But these are all guys who were franchise players, superstars who you knew, with a modicum of talent around them, were going to carry their team to the playoffs year in and year out. They're a few cuts above guys who were simply stars, maybe well-rounded but not phenomenal, or maybe dominant only on one end of the floor. Players like Mutombo, Lanier, Gilmore, and Eaton. 

So, until Eddy Curry busts out for 25 ppg and 12 rpg, I'll stand by my nit-picky argument.


----------



## Ryoga (Aug 31, 2002)

there's imo a little problem in your logic: int the last 30 years every franchise center was drafted wih the #1, #2 if another center was taken #1 (Shaq and Zo). The only exception I might see is Dikembe Mutombo, taken #4, who's arguably a franchise center too.
That's because the C position has always been the hottest commodity, so every team was gambling a top pick on a potential star center, picking Akeem as Pervis Ellison.
But don't forget that in those days you *always* had a somehow proven player, or at least as proven as the other players in the draft. 
Nowdays the "potential" star centers have a much higher unknown factor, and are much further from contributing than other prospects. 
The teams will have to weight that somehow, and such a player might slip a bit because of that. 

Back to our friend Pavel: he is an unknown, and it means that the scouts hae no clue about what player he will become. Had he waited other 3 years, it would have been clearer what kind of player he was. But now? Where would you pick a player who has a 20% (say) to be Shaq and 80% to be Olowokandi?


----------



## jericho (Jul 12, 2002)

> Originally posted by <b>Ryoga</b>!
> there's imo a little problem in your logic: int the last 30 years every franchise center was drafted wih the #1, #2 if another center was taken #1 (Shaq and Zo). The only exception I might see is Dikembe Mutombo, taken #4, who's arguably a franchise center too.
> That's because the C position has always been the hottest commodity, so every team was gambling a top pick on a potential star center, picking Akeem as Pervis Ellison.
> But don't forget that in those days you *always* had a somehow proven player, or at least as proven as the other players in the draft.
> ...


I think I agree with your basic point, and that's why I tossed in the bit about Eddy Curry at the end. For the past few decades, it's been fairly easy to project dominant, superstar-level centers...easy enough that they've reliably gone in the top 3 of the draft. That may change as the draft fills with relatively untested teenagers (from abroad and from these shores), with whom a lot more guesswork is involved. So, it's possible that Pavel, Robert Swift or some other young fellow in this year's draft will emerge a few years later as the Next Big Thing. I still think it would be a very rare occurrence, as most great centers are obvious as such coming out of high school (e.g., Wilt, Kareem, Patrick). There will be the odd duckling (a la David Robinson or Hakeem) who rates lower coming out of high school than they would have coming out of college, who is drafted at 18 or 19 yrs. old and surprises everyone with their development. But again, we haven't seen it yet and won't see it very often.


----------



## jokeaward (May 22, 2003)

Olowokandi.

It kind of hit me. There's no way you can pick Pavel high if he doesn't really, really know basketball. Dajuan Wagner dominated HS and played a lot, but he's still raw. We'll see how he pans out.
But if Pavel doesn't have a reasonable basketball IQ, he shouldn't be a high pick. He can be a nice, tall fellow, but he might be a million-dollar body and 10-cent basketball head. He has to have enough seasoning and knowledge (and other things) to be a professional basketball player, even if he's only as good as a young Jermaine O'Neal or Al Harrington.

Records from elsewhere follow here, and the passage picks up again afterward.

PR #1783, opened 2023-01-26
fix(filter): Ignore <anonymous> frames

### LINKED ISSUE #1750: browser extensions filter not working for chrome
We see the following form of stack trace both in our own projects as in customer projects (look for it by searching for `stack.abs_path:chrome*` in Discover):

```json
"frames": [
    {
        "filename": "chrome-extension://asdf/some.js",
        "abs_path": "chrome-extension://asdf/some.js",
        "lineno": 44,
        "colno": 65812,
        "in_app": true
    },
    {
        "function": "someFn",
        "filename": "chrome-extension://asdf/some.js",
        "abs_path": "chrome-extension://asdf/some.js",
        "lineno": 44,
        "colno": 65406,
        "in_app": true
    },
    {
        "function": "Function.defineProperty",
        "filename": "<anonymous>",
        "abs_path": "<anonymous>",
        "in_app": true
    }
]
```

Because `get_exception_source` only looks at the last stack frame, this is not caught by the browser extensions filter: https://github.com/getsentry/relay/blob/2a0976d7d9ecfd4daa6cb2390c224d09f9a79bbd/relay-filter/src/browser_extensions.rs#L107-L112.

Unsure if this is the case for all chrome extensions or just for some.

Possible solution: Look at the last frame in the stack trace that has a line number.

olksdr:
Skip all the anonymous frames and pick the first from the end of the stack which is defined and try to use it in the filter.

fix: #1750 

#skip-changelog


relay-filter/src/browser_extensions.rs
```diff
@@ -107,8 +107,15 @@ fn get_exception_value(event: &Event) -> Option<&str> {
 fn get_exception_source(event: &Event) -> Option<&str> {
     let exception = get_first_exception(event)?;
     let frames = exception.stacktrace.value()?.frames.value()?;
-    let last_frame = frames.last()?.value()?;
-    Some(last_frame.abs_path.value()?.as_str())
+    // Iterate from the tail and get the first frame which is not <anonymous>.
+    for f in frames.iter().rev() {
+        let abs_path = f.value()?.abs_path.value()?;
+        let path = abs_path.as_str();
+        if path != "<anonymous>" {
```
jan-auer: _nit_: You could introduce a constant for this and in the comment on the constant add a sentence or two on why we're skipping anonymous.

jan-auer (approved):

jan-auer (approved):

Issue #1855, opened 2023-02-15
Apply default scurbbing to span and breadcrumb data


cleptric:
We started to ship updates in the PHP SDKs and will ship Python/Ruby soon, where we removed sensitive data from `http.client` span descriptions and moved them into the span data instead. 

This was decided in this [RFC](https://github.com/getsentry/rfcs/blob/main/text/0038-scrubbing-sensitive-data.md).
https://github.com/getsentry/relay/pull/1593 reverted this behavior, as the scrubbing of the span description introduced a regression.

We would now need to scrub the values of `span.data.http.query` and `span.data.http.fragment` as well as `breadcrumb.data.http.query` and `breadcrumb.data.http.fragment` by default in Relay.

```[tasklist]
### Tasks
- [ ] https://github.com/getsentry/relay/pull/1953
- [ ] https://github.com/getsentry/relay/pull/1955
```

cleptric:
Related to https://github.com/getsentry/team-webplatform-meta/issues/2

iker-barriocanal:
```[tasklist]
# Fields to scrub
- [ ] `span.data.http.query`
- [ ] `span.data.http.fragment`
- [ ] `breadcrumb.data.http.query`
- [ ] `breadcrumb.data.http.fragment`
```

PR #1889, opened 2023-02-28
feat(scrubbing): Scrub `span.data.http.query` with default scrubbers

iker-barriocanal:
Ref: https://github.com/getsentry/relay/issues/1855

`span.data.http.query` may contain sensitive data, which is currently not scrubbed. This PR makes relay to scrub that field with default data scrubbers.

### DIFF
--- a/relay-general/src/protocol/span.rs
+++ b/relay-general/src/protocol/span.rs
@@ -1,4 +1,6 @@
-use crate::protocol::{JsonLenientString, OperationType, SpanId, SpanStatus, Timestamp, TraceId};
+use crate::protocol::{
+    DataElement, JsonLenientString, OperationType, SpanId, SpanStatus, Timestamp, TraceId,
+};
 use crate::types::{Annotated, Object, Value};
 
 #[derive(Clone, Debug, Default, PartialEq, Empty, FromValue, IntoValue, ProcessValue)]
@@ -45,7 +47,7 @@ pub struct Span {
 
     /// Arbitrary additional data on a span, like `extra` on the top-level event.
     #[metastructure(pii = "maybe")]
-    pub data: Annotated<Object<Value>>,
+    pub data: Annotated<DataElement>,
 
     // TODO remove retain when the api stabilizes
     /// Additional arbitrary fields for forwards compatibility.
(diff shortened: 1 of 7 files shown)


cleptric (approved):
LGTM, we may add an additional test case that checks a more complex query, like `api_token=123&process_id=123` -> `api_token=[Filtered]&process_id=123`

relay-general/src/protocol/types.rs
```diff
@@ -1117,6 +1117,26 @@ impl schemars::JsonSchema for Timestamp {
...
+
+    #[metastructure(additional_properties, retain = "true", pii = "maybe")]
+    pub other: Object<Value>,
+}
+
+#[derive(Clone, Debug, Default, PartialEq, Empty, FromValue, IntoValue, ProcessValue)]
+#[cfg_attr(feature = "jsonschema", derive(JsonSchema))]
+pub struct HttpElement {
+    #[metastructure(pii = "true")]
+    pub query: Annotated<String>,
```
jjbayer: `span.data` is [documented as free-form](https://develop.sentry.dev/sdk/event-payloads/span/), so when a user sends `{"http": {"query": {"not": "a string"}}}`, we should still accept it.

@iker-barriocanal could you check if the scrubbing still works when you change `String` to `Value` here?

jjbayer (changes requested):

relay-general/src/protocol/types.rs
iker-barriocanal: Great catch! This is fixed in 03af9eb46153a99ecada9db886da4c6dab5ffbaf, and continues to work as expected.

relay-general/src/protocol/span.rs
```diff
@@ -70,7 +74,12 @@ mod tests {
   "op": "operation",
   "span_id": "fa90fdead5f74052",
   "trace_id": "4c79f60c11214eb38604f4ae0781bfb2",
-  "status": "ok"
+  "status": "ok",
+  "data": {
+    "http": {
+      "query": "is_sample_query=true"
+    }
+  }
```
jjbayer, line 89: Should we add some random extra fields in `data` and `data.http` here to validate that arbitrary data is still accepted?

jjbayer (approved):

PR #1890, opened 2023-02-28
chore(sentry): Add environment config option

### LINKED ISSUE #996: Add sentry environment to sentry config section
We are using sentry relay in staging and production environments and would like to have one sentry project for both of them.

This could be done by adding an `environment` field to the sentry config section:

```
    relay:
      mode: proxy
      port: 8080
    sentry: 
      enabled: true
      dsn: https://...@....ingest.sentry.io/...
      environment: staging
```

Then we could switch between environments with sentry website UI:

Screen Shot 2021-05-17 at 17 25 06

olksdr:
This adds the `environment` configuration option, which also earlier could be set with env variable `SENTRY_ENVIRONMENT` to make this a bit more explicit, which environment must be reported to Sentry. 

fixes https://github.com/getsentry/relay/issues/996

#skip-changelog

### DIFF
--- a/relay-log/src/setup.rs
+++ b/relay-log/src/setup.rs
@@ -1,3 +1,4 @@
+use std::borrow::Cow;
 use std::env;
 use std::io::{self, Write};
 use std::path::PathBuf;
@@ -84,6 +85,9 @@ pub struct SentryConfig {
     /// Enables reporting to Sentry.
     pub enabled: bool,
 
+    /// Sets the environment for this service.
+    pub environment: Option<Cow<'static, str>>,
+
     /// Internal. Enables crash handling and sets the absolute path to where minidumps should be
     /// cached on disk. The path is created if it doesn't exist. Path must be UTF-8.
     pub _crash_db: Option<PathBuf>,
@@ -103,6 +107,7 @@ impl Default for SentryConfig {
                 .parse()
                 .ok(),
             enabled: false,
+            environment: None,
             _crash_db: None,
         }
     }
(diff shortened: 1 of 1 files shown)


relay-log/src/setup.rs
```diff
@@ -84,6 +85,9 @@ pub struct SentryConfig {
     /// Enables reporting to Sentry.
     pub enabled: bool,
 
+    /// Sets the environment for this service.
+    pub environment: Option<Cow<'static, str>>,
```
jjbayer, line 89: Why is this a `Cow`? Is there a use case where we generate `SentryConfig` with a static string?

relay-log/src/setup.rs
```diff
@@ -176,6 +181,7 @@ pub fn init(config: &LogConfig, sentry: &SentryConfig) {
             in_app_include: vec!["relay"],
             release: Some(RELEASE.into()),
             attach_stacktrace: config.enable_backtraces,
+            environment: sentry.environment.clone(),
```
jjbayer, line 184: Probably more a question for the SDK, but what happens when both `SENTRY_ENVIRONMENT` and `environment` are set?

jjbayer (approved):
Two questions, but they are not blockers.

relay-log/src/setup.rs
olksdr: This will behave like `sentry-rust` SDK behaves,  and [according to this part](https://github.com/getsentry/sentry-rust/blob/5be18e5b3a5379b9ca45577bef1c814591ef3c87/sentry/src/defaults.rs#L92) the env will be used when there is nothing set in the config options.

relay-log/src/setup.rs
olksdr: That's basically because `sentry-rust` has this type for environment in `ClientOptions` and I did not want to mess with it. 

Do you think we should change to something else? What would you propose?

jjbayer: OK, that makes sense, all good then. I would have expected a `String` here and wondered where the `Cow` came from. I guess with `Cow` you could even deserialize without owning, although we don't do that for configs AFAIK.

PR #1892, opened 2023-02-28
feat(general): Fix leaked ip address

### LINKED ISSUE #1740: If the user ip address contains an invalid IP address, it will get leaked in the redaction error message
If the user IP address contains an invalid IP address as seen here:

https://github.com/getsentry/relay/blob/156c2ae42bb2fd21430636d613b83d597c45710f/relay-general/src/pii/convert.rs#L450

then in the redaction it will contain the entire value:

https://github.com/getsentry/relay/blob/156c2ae42bb2fd21430636d613b83d597c45710f/relay-general/src/pii/snapshots/relay_general__pii__convert__tests__ip_stripped.snap#L92

If it contained an incorrectly formatted IP address it would get leaked in this redaction.

TBS1996:
#1740 

before this, if an annotated object failed to be deserialized, the "original value" would be saved in the meta, where it wouldn't get scrubbed. This means that sensitive data could potentially be leaked in the meta. 

This PR will run pii scrubbing also in the `original_value` meta-field, in order to stop sensitive data from getting leaked as in the example shown in the linked issue. 

to do this we made `meta`  optional in `fn apply_all_rules` as `original_value` doesnt have a meta (since its part of a meta itself).


jjbayer:
> always scrub the val in meta for the scrubbed field

Let's try to implement the first option, as discussed with @jan-auer .

relay-general/src/pii/snapshots/relay_general__pii__processor__tests__scrub_original_value.snap
```diff
@@ -0,0 +1,180 @@
...
+                                13,
+                            ),
+                        ),
+                    },
+                ],
+                errors: [],
+                original_length: Some(
+                    22,
+                ),
+                original_value: None,
```
TBS1996, line 68: previously the original value would be leaked here. now since IpAddr is set to scrub anything it gets removed completely. if it's a value that is set to only be scrubbed partially you might see something like `" [ip]"`

relay-general/src/processor/chunks.rs
```diff
@@ -157,19 +157,28 @@ where
 
 /// Splits the string into chunks, maps each chunk and then joins chunks again, emitting
 /// remarks along the process.
-pub fn process_chunked_value<F>(value: &mut String, meta: &mut Meta, f: F)
+pub fn process_chunked_value<F>(value: &mut String, meta: &mut Option<&mut Meta>, f: F)
```
TBS1996: I would particularly like some input on this function

TBS1996:
I'm also looking for more ways to unit tests. Is there an object which can fail to be deserialized (meaning it's not a string..) and it also has pii scrubbing?

relay-general/src/pii/processor.rs
```diff
@@ -59,6 +59,15 @@ impl<'a> Processor for PiiProcessor<'a> {
         meta: &mut Meta,
         state: &ProcessingState<'_>,
     ) -> ProcessingResult {
+        if let Some(crate::types::Value::String(original_value)) = meta.original_value_as_mut() {
+            if self
+                .apply_all_rules(None, state, Some(original_value))
+                .is_err()
```
TBS1996: this implies the value should be hard-deleted. in that case it's safest to simply delete `original_value`.

relay-general/src/pii/processor.rs
```diff
@@ -59,6 +59,15 @@ impl<'a> Processor for PiiProcessor<'a> {
         meta: &mut Meta,
         state: &ProcessingState<'_>,
     ) -> ProcessingResult {
+        if let Some(crate::types::Value::String(original_value)) = meta.original_value_as_mut() {
```
jjbayer: Please import `Value`.

relay-general/src/processor/chunks.rs
jjbayer: For simplicity's sake, I would leave this function as it was, and call it with an empty `Meta::default()` instead. We could even do this on the highest level, i.e. call `apply_all_rules` with a `Meta::default()` instead of `None`.

relay-general/src/pii/processor.rs
```diff
@@ -43,7 +43,7 @@ impl<'a> PiiProcessor<'a> {
                 #[allow(clippy::needless_option_as_deref)]
                 for rule in rules {
                     let reborrowed_value = value.as_deref_mut();
-                    apply_rule_to_value(meta, rule, state.path().key(), reborrowed_value)?;
+                    apply_rule_to_value(&mut meta, rule, state.path().key(), reborrowed_value)?;
```
jjbayer: In case we keep the optional: It should be possible to pass an `Option<&mut Meta>` here by doing the same as for `value`, that is `let reborrowed_meta = meta.as_deref_mut();`

relay-general/src/pii/processor.rs
```diff
@@ -59,6 +59,15 @@ impl<'a> Processor for PiiProcessor<'a> {
         meta: &mut Meta,
         state: &ProcessingState<'_>,
     ) -> ProcessingResult {
+        if let Some(crate::types::Value::String(original_value)) = meta.original_value_as_mut() {
+            if self
```
jjbayer:
```suggestion
            // Also apply pii scrubbing to the original value (set by normalization or other processors),
            // such that we do not leak sensitive data through meta.
            if self
```

relay-general/src/pii/processor.rs
```diff
@@ -373,9 +388,58 @@ mod tests {
...
+            ..Default::default()
+        };
+
+        let pii_config = to_pii_config(&scrubbing_config).unwrap();
+        let mut pii_processor = PiiProcessor::new(pii_config.compiled());
+
+        process_value(&mut data, &mut pii_processor, ProcessingState::root()).unwrap();
+
+        assert_debug_snapshot!(&data);
+    }
```
jjbayer, line 439: Please also add a test where the the original value is a credit card number, so we can see if it is properly scrubbed.

jjbayer (changes requested):
Looks good, just one suggestion for simplification.

> Is there an object which can fail to be deserialized (meaning it's not a string..) and it also has pii scrubbing?

Have you tried putting a number in the `ip_addr` field?

relay-general/src/pii/processor.rs
```diff
@@ -12,6 +12,7 @@ use crate::processor::{
     process_chunked_value, Chunk, Pii, ProcessValue, ProcessingState, Processor, ValueType,
 };
 use crate::protocol::{AsPair, IpAddr, NativeImagePath, PairList, Replay, User};
+use crate::types::Value;
```
jjbayer: nit: You can merge this import with the line below.

relay-general/src/pii/processor.rs
```diff
@@ -59,6 +60,32 @@ impl<'a> Processor for PiiProcessor<'a> {
...
+
+        if let Some(Value::String(original_value)) = meta.original_value_as_mut() {
+            if let Some(parent) = state.iter().next() {
+                let attrs = FieldAttrs {
+                    pii: Pii::True,
+                    ..Default::default()
+                };
+
+                let new_state = parent.enter_static(
+                    "",
```
TBS1996: should i put something in the key variable?

relay-general/src/pii/processor.rs
```diff
@@ -59,6 +60,32 @@ impl<'a> Processor for PiiProcessor<'a> {
...
+                    Some(Cow::Owned(attrs)),
+                    enumset::enum_set!(ValueType::String),
+                );
```
jjbayer:
```suggestion
                let path = state.path();
                let new_state = parent.enter_borrowed(
                    path.key().unwrap_or(""),
                    Some(Cow::Borrowed(state.attrs())),
                    enumset::enum_set!(ValueType::String),
                );
```

relay-general/src/pii/processor.rs
jjbayer: Yes, the name of the current field (see suggestion below). Without that, name-based rules will not match.

relay-general/src/pii/processor.rs
```diff
@@ -59,6 +59,28 @@ impl<'a> Processor for PiiProcessor<'a> {
         meta: &mut Meta,
         state: &ProcessingState<'_>,
     ) -> ProcessingResult {
+        // Also apply pii scrubbing to the original value (set by normalization or other processors),
+        // such that we do not leak sensitive data through meta. Deletes `original_value` if an Error
+        // value is returned.
+
+        if let Some(Value::String(original_value)) = meta.original_value_as_mut() {
```
jjbayer: nit

```suggestion
        if let Some(Value::String(original_value)) = meta.original_value_as_mut() {
            // Also apply pii scrubbing to the original value (set by normalization or other processors),
            // such that we do not leak sensitive data through meta. Deletes `original_value` if an Error
            // value is returned.
```

jjbayer (commented):
Nice! Please add a test that proves that the repro case in https://github.com/getsentry/relay/issues/1740#issuecomment-1416003596 is now fixed.

relay-general/src/pii/processor.rs
```diff
@@ -59,6 +59,27 @@ impl<'a> Processor for PiiProcessor<'a> {
...
+                    path.key().unwrap_or(""),
+                    Some(Cow::Borrowed(state.attrs())),
+                    enumset::enum_set!(ValueType::String),
+                );
+
+                if self
+                    .apply_all_rules(&mut Meta::default(), &new_state, Some(original_value))
+                    .is_err()
+                {
+                    meta.set_original_value(Option::<String>::None);
```
jjbayer, line 79:
```suggestion
                    // `apply_all_rules` returned `DeleteValueHard` or `DeleteValueSoft`, so delete the original as well.
                    meta.set_original_value(Option::<String>::None);
```

jjbayer (approved):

I know he's young and probably won't be very good in his first couple of years, but he has to have some idea where to position himself, when to foul, and all the other intangibles.


----------



## Kmurph (May 7, 2003)

> #27 Sam Dalembert
> #19 Jamaal Magloire
> #20 Zydrunas Ilgauskas
> #18 Theo Ratliff
> ...





> I was going to unearth some of these guys because all this crap about centers never being worth the pick beyond the top 3 is simply being naive for the sake of an argument.


I am glad you brought that up. 

_Here is an excerpt I did from a previous analysis on centers taken in the draft (it was centered around POR picking a big man at #13, or why they should not)_

The point I was making wasn't that you COULDN'T find a decent center later in the draft, b\c you obviously can. The point is that more often than not, the players selected around centers drafted in the late lottery (specifically), turn out to be BETTER NBA players more times than not. This is amplified for teams who pick in the lottery. The chances are at #13, POR will have the opportunity to select a good (possibly very good) NBA player, but history shows us it that it won't be a center. *At #23 the chances of such a difference in talent b\t a center and other position players becomes not as significant IMO.* So at that pick (#23 ), or later in the draft it may make more sense to reach for a Podkolzine, Perovic, Samardziski, Araujo, Ramos, Swift & Jinn. At least one of these guys will be available at #23, and I am not convinced that there is that big of difference between them, when all is said and done. *For sure some talented centers have been picked later in the draft. But in the late stages of the lottery, teams that have reached for a center have resoundly missed IMO.* 

I am not saying that GM's should necessarily avoid drafting a center in the mid draft. As in 2001 Samuel Dalembert was available (he went #26). Also Brendan Haywood was selected at #20, and he has shown some promise. Dan Gadzuric in 2002 (#34) has shown some flashes of potential, as has Zaur Pachulia (2003 - #42). The point is that it is a VERY risky proposition, even moreso the closer you are to the top of the draft (from 7-8 to mid round 15-16), and one IMO that should be avoided unless your scouts are dead set on taking a kid (center). Why? Because at #8, #10, and #14, the chances of picking up a VERY good player at another position is MUCH higher than picking up the same QUALITY of center, and that is the point is it not? To get the best player you can? 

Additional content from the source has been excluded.